For the Greater Good? Free Crack Pipes to Curb HIV

January 3, 2012  |  

Is being a drug addict better than contracting HIV or hepatitis? If you ask Canadian health officials that answer might be yes. A trial project launched in Vancouver’s crime-ridden downtown eastside has begun administering heat-resistant and shatterproof glass crack pipes to addicts in an effort to prevent them from becoming infected with such diseases.

As part of the $60,000 trial, users are also given mouthpieces, filters, alcohol swabs, screens, and push sticks. Between 70 and 90 drug kits are reportedly given out each day and while this isn’t Canada’s first time addressing this issue with a harm reduction approach such as this, it is the first time officials have given addicts all of their tools in one pouch.

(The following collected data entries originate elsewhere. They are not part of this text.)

PR #4743, opened 2022-12-06
Fix commit prefix is prefered over branch/tag

### LINKED ISSUE #4738: Commit ref takes precedence over branches for user-defined ref
I have a commit with ID `767cc4fb78e7424886245dff9217b66c` and a branch named `767`. Whenever I try to read objects using `767`, it will return objects from the commit and not the branch.
We recently changed the order of the ref lookup to look for the commit first; the reasoning behind it was that most internal ref lookups use commits and not branches. But for user given refs, it's more common to look for branches first. The ideal ordering of refParse to me would be:
1. `byCommit` 
2. `byBranch`
3. `byCommitPrefix`

itaiad200:
closes #4738

### DIFF
--- a/pkg/graveler/ref/resolve_ref.go
+++ b/pkg/graveler/ref/resolve_ref.go
@@ -25,7 +25,7 @@ func isAHash(part string) bool {
 }
 
 func isAFullCommitHash(part string) bool {
-	return len(part) == 64 && hashRegexp.MatchString(part)
+	return len(part) == commitIDStringLength && hashRegexp.MatchString(part)
 }
 
 // revResolve return the first resolve of 'rev' - by hash, branch or tag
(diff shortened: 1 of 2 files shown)


pkg/graveler/ref/resolve_ref.go
```diff
@@ -26,7 +26,33 @@ func isAHash(part string) bool {
 
 // revResolve return the first resolve of 'rev' - by hash, branch or tag
 func revResolve(ctx context.Context, store Store, addressProvider ident.AddressProvider, repository *graveler.RepositoryRecord, rev string) (*graveler.ResolvedRef, error) {
-	resolvers := []revResolverFunc{revResolveAHash, revResolveBranch, revResolveTag}
+	// looking for commit first - a full commit takes precedence over a branch or a tag
+	r, err := revResolveAHash(ctx, store, addressProvider, repository, rev)
```
nopcoder, line 30: Can we keep one set of func and just split the `revResolveAHash` to `revResolveAHash` and `revResolveAHashPrefix`?
This way we can place `revResolveAHash` first and `revResolveAHashPrefix` last.

nopcoder (changes requested):

nopcoder (approved):
Looks good the 64 probably will fail as it looks like a magic number - consider const.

A spokeswoman for the Vancouver Coastal Health Authority seemed genuinely proud of her organization’s efforts at disease prevention in an article with the National Post but David Brener, director of the Drug Prevention Network of Canada, said “Programs like this ignore the problems of addiction.”

“All this does is aid and abet. What we should do is put that same amount of money into treatment and prevention. Because treatment and prevention work.”

I’m inclined to agree with Brener. The health authority’s approach may work as a temporary band-aid to prevent disease contraction in the short term, but unless they plan to follow this up with drug and disease treatment campaigns, I’d say this effort is ill-focused.

What do you think about this harm reduction tactic? Is it better than nothing or encouraging crack addiction?